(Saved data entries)
————

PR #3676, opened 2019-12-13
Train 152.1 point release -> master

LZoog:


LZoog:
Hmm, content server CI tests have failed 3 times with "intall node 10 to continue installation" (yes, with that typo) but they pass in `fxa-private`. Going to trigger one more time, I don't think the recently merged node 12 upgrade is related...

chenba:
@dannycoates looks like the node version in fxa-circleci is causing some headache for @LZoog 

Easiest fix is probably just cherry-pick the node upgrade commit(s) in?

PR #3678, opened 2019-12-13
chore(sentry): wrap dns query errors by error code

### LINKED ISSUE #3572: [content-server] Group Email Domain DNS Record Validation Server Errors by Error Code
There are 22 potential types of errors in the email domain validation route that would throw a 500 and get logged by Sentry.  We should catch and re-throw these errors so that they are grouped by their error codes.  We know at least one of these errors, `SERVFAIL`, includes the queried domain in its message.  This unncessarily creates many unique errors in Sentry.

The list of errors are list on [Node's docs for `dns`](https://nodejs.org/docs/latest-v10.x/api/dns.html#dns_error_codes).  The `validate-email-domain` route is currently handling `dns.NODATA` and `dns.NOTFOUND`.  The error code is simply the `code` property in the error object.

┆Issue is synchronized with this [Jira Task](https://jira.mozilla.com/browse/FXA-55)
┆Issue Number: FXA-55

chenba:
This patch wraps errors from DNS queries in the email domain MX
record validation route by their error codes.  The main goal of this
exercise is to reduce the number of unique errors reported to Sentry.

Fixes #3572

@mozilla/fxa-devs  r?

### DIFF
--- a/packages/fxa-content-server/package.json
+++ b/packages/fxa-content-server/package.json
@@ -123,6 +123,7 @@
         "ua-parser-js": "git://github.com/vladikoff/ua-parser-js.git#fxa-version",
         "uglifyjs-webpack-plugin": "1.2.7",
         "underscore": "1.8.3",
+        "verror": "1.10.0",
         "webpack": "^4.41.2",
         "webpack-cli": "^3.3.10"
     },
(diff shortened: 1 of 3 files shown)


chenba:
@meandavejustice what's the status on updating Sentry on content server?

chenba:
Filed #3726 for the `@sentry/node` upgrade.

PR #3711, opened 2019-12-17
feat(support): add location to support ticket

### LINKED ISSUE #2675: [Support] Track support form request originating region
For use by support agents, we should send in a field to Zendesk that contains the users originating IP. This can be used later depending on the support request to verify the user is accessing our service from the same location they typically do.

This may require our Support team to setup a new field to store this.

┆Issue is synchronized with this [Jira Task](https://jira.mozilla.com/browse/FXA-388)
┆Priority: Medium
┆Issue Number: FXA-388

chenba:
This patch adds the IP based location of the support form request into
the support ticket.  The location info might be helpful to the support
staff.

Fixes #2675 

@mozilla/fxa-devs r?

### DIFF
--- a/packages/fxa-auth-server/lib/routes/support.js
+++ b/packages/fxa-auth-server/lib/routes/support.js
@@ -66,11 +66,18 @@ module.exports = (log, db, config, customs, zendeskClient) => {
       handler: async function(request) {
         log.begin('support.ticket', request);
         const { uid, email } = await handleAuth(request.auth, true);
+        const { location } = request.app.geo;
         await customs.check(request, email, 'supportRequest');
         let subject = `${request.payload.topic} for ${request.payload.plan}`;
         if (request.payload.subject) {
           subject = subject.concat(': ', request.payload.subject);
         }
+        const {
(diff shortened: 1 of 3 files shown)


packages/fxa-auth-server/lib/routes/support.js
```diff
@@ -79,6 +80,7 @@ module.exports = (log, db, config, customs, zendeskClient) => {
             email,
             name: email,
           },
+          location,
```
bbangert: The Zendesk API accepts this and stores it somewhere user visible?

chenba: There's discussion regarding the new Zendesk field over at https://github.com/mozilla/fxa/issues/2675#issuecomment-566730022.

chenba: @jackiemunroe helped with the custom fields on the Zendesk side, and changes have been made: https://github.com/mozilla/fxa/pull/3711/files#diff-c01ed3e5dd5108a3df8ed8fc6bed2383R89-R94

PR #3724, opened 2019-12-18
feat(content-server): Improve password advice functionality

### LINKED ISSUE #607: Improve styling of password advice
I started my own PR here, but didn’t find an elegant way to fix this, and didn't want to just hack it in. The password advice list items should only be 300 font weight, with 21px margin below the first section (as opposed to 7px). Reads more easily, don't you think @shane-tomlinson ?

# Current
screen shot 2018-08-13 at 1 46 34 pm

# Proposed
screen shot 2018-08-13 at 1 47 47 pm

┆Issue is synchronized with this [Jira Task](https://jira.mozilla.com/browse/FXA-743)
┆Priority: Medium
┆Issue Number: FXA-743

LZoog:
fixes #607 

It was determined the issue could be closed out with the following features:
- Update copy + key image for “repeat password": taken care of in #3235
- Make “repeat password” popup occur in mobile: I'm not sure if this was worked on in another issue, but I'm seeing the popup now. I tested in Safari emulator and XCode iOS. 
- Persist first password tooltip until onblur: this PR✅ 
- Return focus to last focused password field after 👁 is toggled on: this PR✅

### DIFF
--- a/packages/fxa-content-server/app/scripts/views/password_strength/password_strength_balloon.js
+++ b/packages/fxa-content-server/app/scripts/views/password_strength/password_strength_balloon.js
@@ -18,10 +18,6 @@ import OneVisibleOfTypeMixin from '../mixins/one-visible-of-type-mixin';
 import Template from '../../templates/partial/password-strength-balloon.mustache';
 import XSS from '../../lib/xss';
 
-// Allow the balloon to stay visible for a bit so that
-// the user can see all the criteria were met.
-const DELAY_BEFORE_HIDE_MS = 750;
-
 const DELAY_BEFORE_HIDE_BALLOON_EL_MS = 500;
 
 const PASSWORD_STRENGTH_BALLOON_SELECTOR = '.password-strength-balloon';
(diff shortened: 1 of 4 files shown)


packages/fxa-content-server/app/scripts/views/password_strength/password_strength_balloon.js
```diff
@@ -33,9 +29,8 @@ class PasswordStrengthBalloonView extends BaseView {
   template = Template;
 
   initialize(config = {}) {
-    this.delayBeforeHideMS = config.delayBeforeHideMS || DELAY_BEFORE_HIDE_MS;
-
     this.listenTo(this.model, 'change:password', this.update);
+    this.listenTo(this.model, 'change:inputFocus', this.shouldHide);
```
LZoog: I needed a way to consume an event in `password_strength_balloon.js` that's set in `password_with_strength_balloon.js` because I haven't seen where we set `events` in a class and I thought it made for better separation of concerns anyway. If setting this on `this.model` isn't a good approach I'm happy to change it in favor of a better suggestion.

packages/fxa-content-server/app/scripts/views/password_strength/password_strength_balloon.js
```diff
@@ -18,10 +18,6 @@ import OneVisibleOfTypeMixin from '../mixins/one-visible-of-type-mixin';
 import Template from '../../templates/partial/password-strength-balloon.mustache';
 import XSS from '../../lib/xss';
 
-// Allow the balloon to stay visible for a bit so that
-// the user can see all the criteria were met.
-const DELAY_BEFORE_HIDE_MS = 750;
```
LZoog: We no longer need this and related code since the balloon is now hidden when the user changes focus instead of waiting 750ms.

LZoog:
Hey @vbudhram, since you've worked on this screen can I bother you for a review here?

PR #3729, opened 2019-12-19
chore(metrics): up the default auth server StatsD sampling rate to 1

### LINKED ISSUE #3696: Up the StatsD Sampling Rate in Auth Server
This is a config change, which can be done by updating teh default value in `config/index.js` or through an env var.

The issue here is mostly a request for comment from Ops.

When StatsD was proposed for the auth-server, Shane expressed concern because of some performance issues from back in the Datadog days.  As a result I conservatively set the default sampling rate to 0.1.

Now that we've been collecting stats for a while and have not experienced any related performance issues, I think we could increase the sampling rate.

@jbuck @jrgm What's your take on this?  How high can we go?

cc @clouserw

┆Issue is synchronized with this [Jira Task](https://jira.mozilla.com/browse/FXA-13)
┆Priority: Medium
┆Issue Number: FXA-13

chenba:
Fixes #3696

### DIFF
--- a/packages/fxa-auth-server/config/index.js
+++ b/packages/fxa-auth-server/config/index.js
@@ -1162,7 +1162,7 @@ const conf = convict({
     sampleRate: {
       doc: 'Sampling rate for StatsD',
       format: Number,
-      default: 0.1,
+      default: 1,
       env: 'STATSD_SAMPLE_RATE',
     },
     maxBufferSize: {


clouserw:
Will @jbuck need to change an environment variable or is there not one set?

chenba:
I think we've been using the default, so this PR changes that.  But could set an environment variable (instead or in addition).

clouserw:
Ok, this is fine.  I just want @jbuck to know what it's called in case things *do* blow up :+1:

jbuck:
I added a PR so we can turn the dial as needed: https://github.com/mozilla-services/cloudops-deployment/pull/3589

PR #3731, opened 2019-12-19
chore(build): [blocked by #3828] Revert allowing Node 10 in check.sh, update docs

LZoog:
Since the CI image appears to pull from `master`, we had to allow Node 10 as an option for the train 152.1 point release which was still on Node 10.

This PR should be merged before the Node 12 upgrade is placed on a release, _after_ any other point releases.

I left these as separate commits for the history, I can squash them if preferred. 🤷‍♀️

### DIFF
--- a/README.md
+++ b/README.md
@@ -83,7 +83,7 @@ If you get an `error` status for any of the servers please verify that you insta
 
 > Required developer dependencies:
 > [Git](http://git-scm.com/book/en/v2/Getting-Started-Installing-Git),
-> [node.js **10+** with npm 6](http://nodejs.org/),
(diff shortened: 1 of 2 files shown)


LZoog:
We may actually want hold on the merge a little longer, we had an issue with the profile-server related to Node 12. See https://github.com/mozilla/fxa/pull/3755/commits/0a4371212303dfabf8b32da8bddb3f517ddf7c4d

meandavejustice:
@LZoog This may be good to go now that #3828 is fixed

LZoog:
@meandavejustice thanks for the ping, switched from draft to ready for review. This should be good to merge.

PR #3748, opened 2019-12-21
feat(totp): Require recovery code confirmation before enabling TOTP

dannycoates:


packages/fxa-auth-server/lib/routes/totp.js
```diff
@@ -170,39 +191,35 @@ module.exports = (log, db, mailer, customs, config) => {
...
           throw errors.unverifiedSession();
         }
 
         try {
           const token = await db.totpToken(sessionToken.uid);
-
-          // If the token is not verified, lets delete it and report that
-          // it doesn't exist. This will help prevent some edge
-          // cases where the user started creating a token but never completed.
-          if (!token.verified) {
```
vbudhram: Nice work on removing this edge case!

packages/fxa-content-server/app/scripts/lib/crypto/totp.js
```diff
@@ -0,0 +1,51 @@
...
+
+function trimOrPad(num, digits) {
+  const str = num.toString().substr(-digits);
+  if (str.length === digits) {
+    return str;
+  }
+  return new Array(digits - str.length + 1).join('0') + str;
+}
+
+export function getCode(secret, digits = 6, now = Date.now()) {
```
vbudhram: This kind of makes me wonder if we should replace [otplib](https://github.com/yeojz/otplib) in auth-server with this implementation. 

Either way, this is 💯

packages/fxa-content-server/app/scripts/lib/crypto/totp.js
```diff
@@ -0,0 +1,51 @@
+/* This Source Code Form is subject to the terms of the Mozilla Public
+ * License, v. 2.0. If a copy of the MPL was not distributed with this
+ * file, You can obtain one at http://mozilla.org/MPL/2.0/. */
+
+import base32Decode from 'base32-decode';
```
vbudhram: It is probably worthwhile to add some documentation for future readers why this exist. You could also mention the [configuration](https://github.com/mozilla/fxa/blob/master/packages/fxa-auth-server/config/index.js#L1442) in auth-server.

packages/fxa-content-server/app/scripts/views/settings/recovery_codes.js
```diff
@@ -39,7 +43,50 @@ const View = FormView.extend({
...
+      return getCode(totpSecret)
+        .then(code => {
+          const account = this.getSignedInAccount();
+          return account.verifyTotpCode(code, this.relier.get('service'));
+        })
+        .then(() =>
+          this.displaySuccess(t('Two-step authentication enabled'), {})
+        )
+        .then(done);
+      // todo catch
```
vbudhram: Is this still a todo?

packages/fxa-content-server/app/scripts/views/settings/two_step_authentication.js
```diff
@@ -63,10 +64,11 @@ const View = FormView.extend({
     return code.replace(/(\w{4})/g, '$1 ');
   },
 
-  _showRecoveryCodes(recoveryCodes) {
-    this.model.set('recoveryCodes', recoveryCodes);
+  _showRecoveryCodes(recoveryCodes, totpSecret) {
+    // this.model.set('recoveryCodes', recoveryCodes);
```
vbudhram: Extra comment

————

= TASK TO CARRY OUT =
Locate and copy each line in the data above that includes the word "probably".

= TASK RESPONSE =
Easiest fix is probably just cherry-pick the node upgrade commit(s) in?
vbudhram: It is probably worthwhile to add some documentation for future readers why this exist. You could also mention the [configuration](https://github.com/mozilla/fxa/blob/master/packages/fxa-auth-server/config/index.js#L1442) in auth-server.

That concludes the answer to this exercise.